Definition 5.5 (KL Divergence). The Kullback-Leibler divergence between measures P and Q. This is an alias for Mathlib's InformationTheory.klDiv, which computes KL(P, Q) as the integral of the log-likelihood ratio for probability measures P absolutely continuous w.r.t. Q, and returns infinity when P is not absolutely continuous w.r.t. Q.

Instances For

    For probability measures, the toReal of KL divergence equals the integral of the log-likelihood ratio, which is the formula in Definition 5.5.

    Proposition 5.6: Basic Properties of KL Divergence #

    Proposition 5.6(1): Gibbs' inequality (KL(P,Q) >= 0) #

    Since Mathlib's klDiv takes values in ENNReal, it is nonneg by type. The substantive content is that the real-valued integrand is itself nonneg for finite measures with P absolutely continuous w.r.t. Q.

    Proposition 5.6(1) (Gibbs' inequality, extended nonneg real form): KL(P, Q) >= 0. Since klDiv takes values in ENNReal, this is immediate.

    Proposition 5.6(1') (Gibbs' inequality, real-valued form): For finite measures P absolutely continuous w.r.t. Q with integrable log-likelihood ratio, the real-valued expression defining KL divergence is nonneg. This is the substantive mathematical content of Gibbs' inequality.

    Proposition 5.6(2): KL(P,Q) = 0 iff P = Q #

    Proposition 5.6(2): KL(P, Q) = 0 if and only if P = Q. The forward direction is sometimes called the "converse Gibbs' inequality".

    Proposition 5.6(2a): KL(P, P) = 0 for any sigma-finite measure P.

    Proposition 5.6(3): KL divergence is NOT symmetric #

    We exhibit a concrete counterexample: P = 0 (zero measure) and Q = Dirac at (). Then KL(P, Q) = Q(Omega) (finite) but KL(Q, P) = infinity (since Q is not absolutely continuous w.r.t. 0).

    Proposition 5.6(3): KL divergence is NOT symmetric.
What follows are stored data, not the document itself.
PR #1268, opened 2024-11-14
feat(blink-cmp): disable cmp-git

windowsrefund:
Ensure cmp-git is no longer enabled.

### DIFF
--- a/lua/astrocommunity/completion/blink-cmp/init.lua
+++ b/lua/astrocommunity/completion/blink-cmp/init.lua
@@ -93,6 +93,7 @@ return {
     -- disable built in completion plugins
     { "hrsh7th/nvim-cmp", enabled = false },
     { "rcarriga/cmp-dap", enabled = false },
+    { "petertriho/cmp-git", enabled = false },
     { "L3MON4D3/LuaSnip", enabled = false },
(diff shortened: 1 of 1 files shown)


Uzaaft:
@windowsrefund Do you have a reference or a link as to why this plugin needs to be disabled?

windowsrefund:
https://github.com/AstroNvim/astrocommunity/blob/aaaa844e45420cd7b5f11b7c399bee919513d1d5/lua/astrocommunity/completion/cmp-git/init.lua#L10

Uzaaft:
> https://github.com/AstroNvim/astrocommunity/blob/aaaa844e45420cd7b5f11b7c399bee919513d1d5/lua/astrocommunity/completion/cmp-git/init.lua#L10

Doesnt answer the questiion. Why does it have to be disabled? doesnt it work with the plugin?

windowsrefund:
How would it work if cmp itself is disabled?

Uzaaft:
> How would it work if cmp itself is disabled?

This one isn’t built in.

Uzaaft:
All the other plugins being disabled are built ins.

Uzaaft (approved):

There exist measures P, Q such that KL(P, Q) is not equal to KL(Q, P).

    Proposition 5.6(4): Tensorization / Additivity for product measures #

    For independent product measures: KL(P1 x P2, Q1 x Q2) = KL(P1, Q1) + KL(P2, Q2)
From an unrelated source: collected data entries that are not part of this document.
PR #1275, opened 2024-11-23
fix(proto): replace deprecated `bufls` with `buf_ls`

imsakg:
Update language server references from `bufls` to `buf_ls` as `bufls` is deprecated and will be removed in lspconfig 0.2.1.

### DIFF
--- a/lua/astrocommunity/pack/proto/README.md
+++ b/lua/astrocommunity/pack/proto/README.md
@@ -3,5 +3,5 @@
 This plugin pack does the following:
 
 - Adds `proto` Treesitter parsers
-- Adds `bufls` language servers
+- Adds `buf_ls` language servers
 - Adds `buf` formatter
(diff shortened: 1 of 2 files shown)


Uzaaft (approved):

Galex88:
Hello !
I have an issue and I don't know where to put it. So here we go :

> [mason-lspconfig.nvim] Server "buf_ls" is not a valid entry in ensure_installed. Make sure to only provide lspconfig server names.

I am a newbie on nvim (used a lot of Clion and VSC before). Please help me !

Uzaaft:
@Galex88  Make sure your packages are up to date.

Galex88:
How can I do that ?
My nvim is at 0.10.2 (which is latest), and AstroNvim is at latest too (using "<Leader> p a" to update all Plugins and Mason packages)
image

Galex88:
Ok, after searching a bit, it looks like it's not an issue here sorry.
It looks like it is a [mason-lspconfig.nvim plugin issue](https://github.com/williamboman/mason-lspconfig.nvim/issues/488)

Uzaaft:
marking them as offtopic then

PR #1277, opened 2024-11-25
docs: Add pandoc theme to docs site

aslak01:
## 📑 Description

Added a  nicer theme (with dark mode support) to the pandoc markdown-html conversion, tweaked colors to match astrotheme.

Credit to https://github.com/jez/pandoc-markdown-css-theme

Preview: https://aslak01.github.io/astrocommunity/

## ℹ Additional Information

Moved bash script and resources to /docs/


Kamilcuk:
Hi. The page looks just incredibly stunning. Check review checklist - follow "proper conventional commit scoping", see https://www.conventionalcommits.org/en/v1.0.0/ . Your commits should start with `build(docs):` for example. The page visual is just 5 out of 5 stars.

Uzaaft:
> Hi. The page looks just incredibly stunning. Check review checklist - follow "proper conventional commit scoping", see [conventionalcommits.org/en/v1.0.0](https://www.conventionalcommits.org/en/v1.0.0/) . Your commits should start with `build(docs):` for example. The page visual is just 5 out of 5 stars.

Wrong. Its docs.

Uzaaft:
See https://github.com/AstroNvim/astrocommunity/commit/f5f344292e51252513b2316214d7c65038465814

Uzaaft:
Chrome works fine. Firefox as well.

Fuck Arc, less than 1% uses it. LGTM. 

@mehalter U merge pookie?

Uzaaft:
@aslak01 any reason why you added a shitton of fonts? Cant they be fetched at runtime?

ALameLlama:
Pretty sure we can remove most of these just by doing
```
@import url('https://fonts.googleapis.com/css2?family=Inter:wght@100;200;300;400;500;600;700;800;900&display=swap');
```

should be able to remove the font folder and font.css if we include that import in the theme.css

aslak01:
Yep, that'd work but I prefer to self-host fonts rather than depend on google fonts where I can personally. It's the same pattern that's in use on astronvim.com. 

If you look in the network tab, only two fonts files are loaded, the rest are just there in case we need them in the future, since Inter is an open source font and provides the entire set of weights and styles as a set.

aslak01:
@Uzaaft I can change it to fetch the font remotely if you want to make that a requirement but in my opinion "locally" hosted fonts are better.

Uzaaft:
@mehalter Ready to be merged

Uzaaft (approved):

Uzaaft:
The local fonts get a OK from me. Mehalter may have a differing opinion.

mehalter:
Hm I think maybe in this case we should do remote fonts. Mainly because we don't really need to distribute the font on every clone of the community  repo... Could also add it to the build process to pull them and include them in the deployed GitHub pages 🤷

aslak01:
OK, I've changed it to download the font files from the github repo at build time.

mehalter:
Looks great! @aslak01 could we also use JetBrains Mono for the code font to match the docs as well?

aslak01:
Sure, I can add that too.

aslak01:
Added @mehalter. Just wanted to plug where I got the previous font definition: https://modernfontstacks.com, pretty neat project to avoid downloading fonts.

mehalter:
Awesome! Yeah we are using fontsource for all of the fonts on AstroNvim.com and the docs

mehalter (approved):
Looks great! Thanks so much!

PR #1279, opened 2024-11-29
fix(cs-omnisharp): Fix bug in handler registration caused by wrong lsp name

### LINKED ISSUE #1278: Omnisharp doesn't work on M1 Mac
### Checklist

- [X] I have searched through the AstroNvim documentation
- [X] I have searched through the existing issues of this project
- [X] I have searched the existing issues of plugins related to this issue
- [X] I can replicate the bug with the minimal `repro.lua` provided below

### Neovim version (nvim -v)

v0.10.2 

### Operating system/version

macOS 15.0

### Terminal/GUI

iTerm2

### Describe the bug

Omnisharp simply does not work on the M1 Mac. Attempting to "go to definition" yields the error seen in the screencap. What's puzzling is that autocomplete suggestions seem to be present, but accepting a suggestion will yield the same error.

Screenshot 2024-11-26 at 2 47 01 PM

### Steps to Reproduce

1. Create directory
2. Add repro.lua to directory
3. Make a new dotnet project (`dotnet new mvc` via terminal)
4. Run `nvim -u repro.lua`
5. Open any cs file in the project
6. Attempt to "Find References", "Go to definition", or any LSP-supported action.

### Expected behavior

LSP should work.

### Screenshots

_No response_

### Additional Context

Looks like someone else has this exact problem on the Neovim repo: 
https://github.com/neovim/neovim/issues/30908

### Minimal configuration

```Lua
-- save as repro.lua
-- run with nvim -u repro.lua
-- DO NOT change the paths

-- set stdpaths to use .repro
end

-- bootstrap lazy
	-- stylua: ignore
	vim.fn.system({ "git", "clone", "--filter=blob:none", "https://github.com/folke/lazy.nvim.git", "--branch=stable",
		lazypath })
end

-- install plugins
local plugins = {
	{ "AstroNvim/AstroNvim",      import = "astronvim.plugins" },
	{ "AstroNvim/astrocommunity", import = "astrocommunity.pack.mdx" },
        { "AstroNvim/astrocommunity", import = "astrocommunity.pack.cs-omnisharp" },
}
	root = root .. "/plugins",
})

-- bootstrap lazy
  -- stylua: ignore
end

-- install plugins
local plugins = {

}
  root = root .. "/plugins",
})

```

ahmtsen:
## 📑 Description
`omnisharp-extended-lsp.nvim` handlers are not registered correctly.

Language server name changed from `csharp_ls` to `omnisharp`.

Closes #1278


Uzaaft (approved):

gepbird:
AFAIK `csharp_ls` and omnisharp are 2 different projects. Does `omnisharp-extended-lsp.nvim` work with `csharp_ls`? Have you tested for example the go to definition function on a symbol that requires decompilation?

Uzaaft:
> ~AFAIK `csharp_ls` and `omnisharp-roslyn` are 2 different projects. Does `omnisharp-extended-lsp.nvim` work with `csharp_ls`? Have you tested for example the go to definition function on a symbol that requires decompilation?~
> 
> Oops I misread the changes, sorry. However I'm still surprised that this fix works. What about using custom commands instead of handlers?

Waiting on a reply on this before I merge.  @ahmtsen

ahmtsen:
> > ~AFAIK `csharp_ls` and `omnisharp-roslyn` are 2 different projects. Does `omnisharp-extended-lsp.nvim` work with `csharp_ls`? Have you tested for example the go to definition function on a symbol that requires decompilation?~
> > Oops I misread the changes, sorry. However I'm still surprised that this fix works. What about using custom commands instead of handlers?
> 
> Waiting on a reply on this before I merge. @ahmtsen

Custom handlers extend the functionality of Neovim's built-in LSP functions, such as `vim.lsp.buf.references()`. The reason for me to avoid custom commands provided by `omnisharp-extended-lsp.nvim` is the need to map those commands to specific keys, which can create inconsistencies.

For example, if we map `require('omnisharp_extended').lsp_references()` to the `gr` key when `omnisharp` lsp is attached, but the user has mapped `vim.lsp.buf.references()` to another key, such as `fr`, they would expect the `fr` key to trigger the `"go to references"` functionality. However, this won't work without additional setup.

By using custom handlers instead of custom commands, this pack extends the functionality of Neovim's built-in functions directly. This approach ensures consistency and avoids conflicts with user-defined key mappings.

I hope this explanation makes things clear.

gepbird:
@ahmtsen Yes, that make sense, thanks for the explanation.

In my config I was using handlers for a long time, then after a neovim nightly update I ran into this problem (https://github.com/neovim/neovim/issues/30908) and that's why I switched to custom commands which fixed it. And custom commands are marked as optimal while handlers are marked as not suboptimal (https://github.com/Hoffs/omnisharp-extended-lsp.nvim#how-to-use) due to many [similar issues](https://github.com/Hoffs/omnisharp-extended-lsp.nvim/issues?q=cursor+position+outside+of+buffer).

Thanks for pointing out that in a distro you can't just change default keybindings as people may have remapped that, that's a very good point! However if this issue comes back, maybe some hacky solution has to be implemented, like overriding `vim.lsp.buf.defition` and others instead of changing keybindings, but this sounds like a bad idea.

If you've properly tested this change, no objections from me, feel free to merge, I see this fixes an issue :) But I don't see how does it fix the 'Cursor position outside of buffer' issue.

(Also sorry for the noise, I came from the neovim issue and I'm not an AstroNvim user)

Uzaaft (approved):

    The n-fold tensorization KL(P^n, Q^n) = n * KL(P, Q) follows by induction.

    Book proof outline (Prop 5.6 part 2):

    1. Product Radon-Nikodym derivative: d(P₁⊗P₂)/d(Q₁⊗Q₂)(x₁,x₂) = (dP₁/dQ₁)(x₁) · (dP₂/dQ₂)(x₂).
    2. Taking logarithms: log(d(P₁⊗P₂)/d(Q₁⊗Q₂)) = log(dP₁/dQ₁) + log(dP₂/dQ₂).
    3. Integrating against P₁⊗P₂ and applying Fubini: KL(P₁⊗P₂ ‖ Q₁⊗Q₂) = ∫∫ [log(dP₁/dQ₁)(x₁) + log(dP₂/dQ₂)(x₂)] dP₁dP₂ = ∫ log(dP₁/dQ₁) dP₁ · (∫dP₂) + (∫dP₁) · ∫ log(dP₂/dQ₂) dP₂ = KL(P₁‖Q₁) · 1 + 1 · KL(P₂‖Q₂) [since Pᵢ are probability measures] = KL(P₁‖Q₁) + KL(P₂‖Q₂).

    Formalization blockers:

    theorem Rigollet.Chapter5.rnDeriv_prod_eq {alpha : Type u_1} {beta : Type u_2} [MeasurableSpace alpha] [MeasurableSpace beta] {P1 Q1 : MeasureTheory.Measure alpha} {P2 Q2 : MeasureTheory.Measure beta} [MeasureTheory.SigmaFinite P1] [MeasureTheory.SigmaFinite Q1] [MeasureTheory.SigmaFinite P2] [MeasureTheory.SigmaFinite Q2] (_hac1 : P1.AbsolutelyContinuous Q1) (_hac2 : P2.AbsolutelyContinuous Q2) :
    (P1.prod P2).rnDeriv (Q1.prod Q2) =ᵐ[Q1.prod Q2] fun (x : alpha × beta) => P1.rnDeriv Q1 x.1 * P2.rnDeriv Q2 x.2

    Auxiliary: The Radon-Nikodym derivative of a product measure factors as a product of Radon-Nikodym derivatives. This is the key missing Mathlib lemma. d(P₁.prod P₂)/d(Q₁.prod Q₂)(x₁, x₂) = (dP₁/dQ₁)(x₁) · (dP₂/dQ₂)(x₂) a.e. w.r.t. Q₁.prod Q₂.

    Proposition 5.6(4) (Tensorization / Additivity): For probability measures, KL(P1 × P2, Q1 × Q2) = KL(P1, Q1) + KL(P2, Q2).

    The proof proceeds in three steps following the book:

    1. Factor the product RN derivative (rnDeriv_prod_eq)
    2. Apply log to convert product → sum: log(f·g) = log(f) + log(g)
    3. Apply Fubini to separate the integral into two independent integrals, using ∫dPᵢ = 1 for probability measures.

    The sorry blocks correspond to:

    • rnDeriv_prod_eq: product RN derivative factorization (not in Mathlib)
    • Fubini decomposition + log-product identity in the KL integral

    Proposition 5.6 (Properties of KL divergence). (i) KL(P, Q) ≥ 0 (Gibbs' inequality). (ii) If P = P₁ ⊗ P₂ and Q = Q₁ ⊗ Q₂ are product probability measures, then KL(P,Q) = KL(P₁,Q₁) + KL(P₂,Q₂).